Data entries:
———
PR #687, opened 2020-05-29
test: Improve snapshot infrastructure and organization

anicholls:
Addresses infrastructure improvements in https://github.com/Workday/canvas-kit/issues/683

- [x] Use component + variant name in story name so it's more obvious in Chromatic
- [x] Pull visual testing stories into their own `Testing` top level section within storybook.
- [x] Switch to CSF format for these stories
- [x] Update create-component to use CSF and create a visual testing story for you
- [x] Add [helper to enable chromatic snapshots](https://github.com/Workday/canvas-kit/pull/687/files#diff-a0609b5321f153d7f887ac35e7646044R26) as it's easy to typo right now:
- > The CSF decorator can be used on an entire file of stories, or a single story. It only works for CSF formats.
- All stories in a file:
  ```tsx
  export default withSnapshotsEnabled({
    // CSF details (title, component, etc.)
  });
  ```
- Specific story:
  ```tsx
  export const MyVisualStory = () => {
    // story contents
  };
  
  withSnapshotsEnabled(MyVisualStory);
  ```

New "Testing" section: 
image


anicholls:
One thought: I wonder if we could update our storybook config to automatically enable chromatic if the story is in the `Testing|` top level category.

utils/storybook/withSnapshotsEnabled.ts
```diff
@@ -0,0 +1,55 @@
...
+};
+
+/**
+ * A function to enable chromatic snapshots for a single story or a set of stories.
+ * To apply to all stories in a file, wrap the default export of a CSF story file.
+ * To apply to a single story, wrap the story fn.
+ *
+ * TODO: Clean up after optional chaining is enabled
+ */
+export const withSnapshotsEnabled: {
```
anicholls, line 26: Note: I looked at making this a regular storybook decorator so you could do something like
```tsx
export default {
  title: 'My Story',
  decorators: [withSnapshotsEnabled]
}
```
However, editing the `storyFn.story` object doesn't seem to work from within the decorator function. This must be a limitation of the Storybook decorator API.

mannycarrera4:
NB: Within our testing is it worth noting the difference between `States` as in hover, active, ect.. and then other stories where States mean visual states where the component changes based on props?

anicholls:
@mannycarrera4 Yeah it's worth considering. I don't think it's been a point of confusion so far though. Not sure what I would want to see instead.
———
# What you need to do
Your answer should be one number: how many lines above contain "const".

# Reply to the task
2